A pod goes through a defined lifecycle:
| Phase | Meaning |
|---|---|
| Pending | Waiting to be scheduled |
| Running | At least one container is up |
| Succeeded | All containers finished |
| Failed | Containers exited with errors |
| Unknown | Usually a node communication issue |
Init containers are worth knowing about. They run before your main containers start, in sequence. Need to wait for a database to be ready? Need to pull config from Vault? Need to run migrations? Init containers handle that setup.
Deployments: Managing the Fleet
You almost never create pods directly. You create a Deployment, which manages a ReplicaSet, which manages your pods. The Deployment is where you declare how many replicas you want, what image to run, resource requests/limits, and your update strategy.
When you push a new image version, the Deployment creates a new ReplicaSet, gradually scales it up while scaling the old one down. That's a rolling update. If the new version starts crashing, you roll back with kubectl rollout undo and the old ReplicaSet takes over again.
Need more capacity? Change replicas: 3 to replicas: 10. Or set up a HorizontalPodAutoscaler and let K8s scale based on CPU/memory utilization. The system handles scheduling, networking, load balancing.
Services: Stable Networking for Ephemeral Pods
If pods are ephemeral and get new IPs every time they're recreated, how does anything talk to them? Services.
A Service provides a stable ClusterIP and DNS name, uses label selectors to find the right pods, and load balances across them:
apiVersion: v1
kind: Service
metadata:
name: api-server-svc
spec:
type: ClusterIP
selector:
app: api-server
ports:
- port: 80
targetPort: 8080Now anything in the cluster can hit api-server-svc:80. Pods come and go. The service endpoint stays the same.
Four types: ClusterIP (internal only, the default), NodePort (exposes on every node's IP), LoadBalancer (provisions a cloud LB), and ExternalName (DNS alias). For HTTP routing you'll typically add an Ingress on top for path-based routing and TLS termination.
ConfigMaps and Secrets
Don't bake configuration into your images. ConfigMaps store key-value pairs that pods consume as environment variables, command-line args, or mounted config files. Secrets are the same idea but for sensitive data: passwords, API keys, TLS certs.
The key benefit: you can update configuration without rebuilding your container images. Change a ConfigMap, restart the pods, they pick up new values.

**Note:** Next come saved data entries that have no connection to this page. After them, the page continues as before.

PR #34, opened 2024-05-06
Out-300 Support tasks filtering

arpandhakal:
### Tasks

- [Support tasks filtering](https://linear.app/copilotplatforms/issue/OUT-300/support-tasks-filtering)

### Changes

- [x] created FilterButton group and fillter buttons ui
- [x] integrated filter functionalities
- [x] passed a function to get payload of token in the filter component 
- [x] created new reducer in taskboardslice to handle filtering logic

### Testing Criteria

- [LOOM](https://www.loom.com/share/0d7c8cb32b38449aa29f9101e591e728)


yarn.lock
```diff
@@ -1394,6 +1394,11 @@
     react-is "^18.2.0"
 
 "@mui/x-date-pickers@^7.1.1":
+<<<<<<< HEAD
+  version "7.3.1"
+  resolved "https://registry.yarnpkg.com/@mui/x-date-pickers/-/x-date-pickers-7.3.1.tgz#7be42255d3b83afe894df2cf9782ccafd147db4e"
+  integrity sha512-ZIZC+/L5ch3+J6EWRWd/rzz1z/9KPZli8sO1g7t30uFgyjpRuMK4GuazRMqDDFq1KIUtk31qJV0sKKvUsVrKRw==
+=======
 <<<<<<< HEAD
```
rrojan, line 1402: I think you committed merge conflict markers as well :stuck_out_tongue:

yarn.lock
```diff
@@ -2219,6 +2225,11 @@ camelcase@^6.2.0, camelcase@^6.3.0:
   integrity sha512-Gmy6FhYlCY7uOElZUSbxo2UCDH8owEk996gkbrpsgGtrJLM3J7jGxl9Ic7Qwwj4ivOE5AWZWRMecDdF7hqGjFA==
 
 caniuse-lite@^1.0.30001579, caniuse-lite@^1.0.30001587, caniuse-lite@^1.0.30001599:
+<<<<<<< HEAD
+  version "1.0.30001614"
+  resolved "https://registry.yarnpkg.com/caniuse-lite/-/caniuse-lite-1.0.30001614.tgz#f894b4209376a0bf923d67d9c361d96b1dfebe39"
+  integrity sha512-jmZQ1VpmlRwHgdP1/uiKzgiAuGOfLEJsYFP4+GBou/QQ4U6IOJCB4NP1c+1p9RGLpwObcT94jA5/uO+F1vBbog==
+=======
 <<<<<<< HEAD
```
rrojan, line 2233: Please resolve merge conflict and remove these merge markers

yarn.lock
```diff
@@ -5493,3 +5516,4 @@ zod@^3.22.4:
   resolved "https://registry.yarnpkg.com/zod/-/zod-3.23.6.tgz#c08a977e2255dab1fdba933651584a05fcbf19e1"
   integrity sha512-RTHJlZhsRbuA8Hmp/iNL7jnfc4nZishjsanDAfEY1QpDQZCahUp3xDzl+zfweE9BklxMUcgBgS1b7Lvie/ZVwA==
 >>>>>>> main
+>>>>>>> 808fe12a4ae3a2040d6c555211b2b0e822c61171
```
rrojan, line 5519: Same

src/components/buttonsGroup/FilterButtonsGroup.tsx
```diff
@@ -0,0 +1,54 @@
...
+                sx={{
+                  color: (theme) => (index === activeButtonIndex ? theme.color.gray[600] : theme.color.gray[500]),
+                }}
+              >
+                {item.name}
+              </Typography>
+            }
+            handleClick={() => item.onClick(index)}
+            noBackground
+            enableBackground={index === activeButtonIndex ? true : false}
```
rrojan, line 46:
```suggestion
            enableBackground={index === activeButtonIndex}
```

src/components/layouts/FilterBar.tsx
```diff
@@ -14,19 +19,57 @@ import { IAssigneeCombined, View } from '@/types/interfaces'
...
+export const FilterBar = ({
+  updateViewModeSetting,
+  getTokenPayload,
+}: {
+  updateViewModeSetting: (mode: View) => void
+  getTokenPayload: () => Promise<Token>
+}) => {
   const [searchText, setSearchText] = useState('')
-
+  const [activeButtonIndex, setActiveButtonIndex] = useState<number>()
```
rrojan, line 33: Wouldn't it make more sense to add the default active index here? By default it should be the one for My Tasks

src/app/page.tsx
```diff
@@ -82,6 +90,10 @@ export default async function Main({ searchParams }: { searchParams: { token: st
               'use server'
               await updateViewModeSettings(token, mode)
             }}
+            getTokenPayload={async (): Promise<Token> => {
+              'use server'
+              return getTokenPayload(token)
+            }}
```
rrojan, line 96: We don't need to use a server action like this here. Page should already be a server component. Why don't we use `getTokenPayload` directly in the server component (outside the return) and use its values as props instead?

src/components/layouts/FilterBar.tsx
```diff
@@ -14,19 +19,57 @@ import { IAssigneeCombined, View } from '@/types/interfaces'
...
     item: assignee[0],
     type: SelectorType.ASSIGNEE_SELECTOR,
   })
 
+  const filterButtons = [
+    {
+      name: 'My tasks',
+      onClick: async (index: number) => {
+        const payload = await getTokenPayload()
+        store.dispatch(setFilteredAsignee({ id: payload.internalUserId }))
```
rrojan, line 47: It would be much cleaner and easier to understand if we passed the internalUserId as prop to this component directly.

Use `getTokenPayload` in the Page server component and pass `internalUserId` as prop instead.

src/redux/features/taskBoardSlice.tsx
```diff
@@ -56,6 +56,13 @@ const taskBoardSlice = createSlice({
           : state.tasks.filter((task) => !task.assigneeId)
       state.filteredTasks = filteredTasks
     },
+    setFilteredTaskByType: (state, action) => {
+      const assigneeType: string[] = action.payload?.assigneeType
```
rrojan, line 60: The type for assignee type should be made stricter using `AssigneeType` from `@prisma/client`

rrojan: `(AssigneeType | 'all')[]` in your case *

src/components/buttons/SecondaryBtn.tsx
```diff
@@ -8,22 +8,24 @@ export const SecondaryBtn = ({
...
       startIcon={startIcon ? startIcon : null}
       sx={(theme) => ({
         textTransform: 'none',
-        border: enableBackground ? 'none' : `1px solid ${theme.color.borders.border}`,
+        border: enableBackground || noBackground ? 'none' : `1px solid ${theme.color.borders.border}`,
         bgcolor: enableBackground ? theme.color.gray[150] : '',
         '&:hover': {
-          border: enableBackground ? 'none' : `1px solid ${theme.color.borders.border}`,
+          border: enableBackground || noBackground ? 'none' : `1px solid ${theme.color.borders.border}`,
           bgcolor: theme.color.gray[150],
```
aatbip, line 29: This comparison is bit hard to understand because if I don't want background then my props would be `enableBackground={false}` and `noBackground={true}`, which is confusing to implement the behaviour needed.
Can we change the `noBackground` to `outlined`?

src/components/buttonsGroup/FilterButtonsGroup.tsx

Secrets are base64 encoded, not encrypted by default. If you care about security (you should), look into encrypting etcd at rest or using something like Sealed Secrets.
Jobs and CronJobs
Not everything is a long-running service. Migrations, ETL pipelines, batch processing: these run to completion and stop. That's what Jobs are for. You can run them as single tasks, with a fixed completion count, or with a work queue pattern.

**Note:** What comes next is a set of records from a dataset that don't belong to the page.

PR #36, opened 2024-05-10
OUT-358 | API - Soft delete records in database

rrojan:
### Tasks

- [OUT-358 | API - Soft delete records in database](https://linear.app/copilotplatforms/issue/OUT-358/api-soft-delete-records-in-database)

### Changes

- [x] Implement 3 prisma extensions for `softDelete`, `softDeleteMany` and `filterSoftDeleted`
- [x] Extend the global prisma client export with these three client extensions 
- [x] Add deletedAt column in all tables to implement softdelete

### Testing Criteria

- [x] Tested CRUD for all resources and records were found to be soft deleted
- [x] [LOOM](https://www.loom.com/share/bb9246961f7f447882f0ac86883ea539?sid=604afde8-2680-4eda-b7c5-4eb8911814b9) 

### Notes

- Prisma Client Extensions [docs](https://www.prisma.io/docs/orm/prisma-client/client-extensions)
- `$use` is used everywhere online - even Prisma doc's middlewares example uses it, but it is deprecated - use client extensions instead.

### DIFF
--- a/src/lib/prismaExtensions.ts
+++ b/src/lib/prismaExtensions.ts
@@ -1,0 +1,64 @@
+import { Prisma } from '@prisma/client'
+
+/**
+ * Prisma extension for soft delete
+ */
+export const softDelete = Prisma.defineExtension({
+  name: 'softDelete',
+  model: {
+    $allModels: {
+      async delete<M, A>(this: M, args: Prisma.Args<M, 'delete'>['where']): Promise<Prisma.Result<M, A, 'update'>> {
+        const context = Prisma.getExtensionContext(this)
+
+        return (context as any).update({
+          where: { ...args.where },
+          data: {
+            deletedAt: new Date(),
+          },
+        })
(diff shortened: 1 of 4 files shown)


src/lib/prismaExtensions.ts
```diff
@@ -0,0 +1,64 @@
...
+        })
+      },
+    },
+  },
+})
+
+/**
+ * Prisma extension for filtering out soft deleted values from all relevant operations
+ */
+export const filterSoftDeleted = Prisma.defineExtension({
```
sazanrjb, line 51: does this run automatically in each query? or do we have to call this in queries? @rrojan

rrojan: This runs automatically in all queries @sazanrjb

sazanrjb (approved):
We should open a way to fetch deleted records as well, as we might need that

PR #383, opened 2024-10-29
OUT 935 Vertically align Activity title with divider line and remove padding

aatbip:
### Changes

- [x] Removes left padding from the activity log divs

### Testing Criteria

- Please see the activity log section and notice the left padding of the header div container "Activity" text and the entire log aligns with the top border


rrojan (approved):
Looks good on all screen sizes.
LGTM :trophy:

PR #384, opened 2024-10-29
OUT 903 Safely handle when a user opens a notification that is linked to a deleted task

aatbip:
### Changes

- [x] Adds a redirection page for the deleted tasks


src/app/detail/[task_id]/[user_type]/page.tsx
```diff
@@ -83,7 +84,9 @@ export default async function TaskDetailPage({
 
   console.info(`app/detail/${task_id}/${user_type}/page.tsx | Serving user ${token} with payload`, tokenPayload)
 
-  redirectIfResourceNotFound(searchParams, task, !!tokenPayload.internalUserId)
+  if (!!!task) {
```
Comment (rrojan) [inline src/app/detail/[task_id]/[user_type]/page.tsx:87]: Wouldn't a single `!` be enough here?

src/app/detail/[task_id]/[user_type]/page.tsx
```diff
@@ -83,7 +84,9 @@ export default async function TaskDetailPage({
...
+    return <DeletedTaskRedirectPage userType={tokenPayload.internalUserId ? UserRole.IU : UserRole.Client} />
+  }
```
Comment (rrojan) [inline src/app/detail/[task_id]/[user_type]/page.tsx:89]: Why aren't we passing token as a prop directly here and instead taking a round trip to the task board selector? I think there were 2-3 issues Neil was looking over that was related to this.

Also it's just much more efficient since we are calling the DeletedTaskRedirect component from a server component directly

src/components/layouts/DeletedTaskRedirectPage.tsx
```diff
@@ -0,0 +1,62 @@
+'use client'
+
+import { UserRole } from '@/app/api/core/types/user'
```
rrojan, line 3: This is a simple static UI so there is no use to make the whole thing a client component imo.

CronJobs are Jobs on a schedule, triggered by cron expressions. Useful for nightly cleanups, periodic data syncs, report generation.
That's the Core
K8s is a control system built on one idea: declare what you want, and let the system converge toward it.
API server is the gateway. etcd is the memory. Controllers run the reconciliation loops. Pods are the unit of work. Services make networking stable. Everything else (Ingress, HPA, StatefulSets, CRDs) builds on these primitives.
Once you see it through that lens, the YAML stops feeling like ceremony and starts making sense. And when things break at 2 AM (they will), you'll know where to look.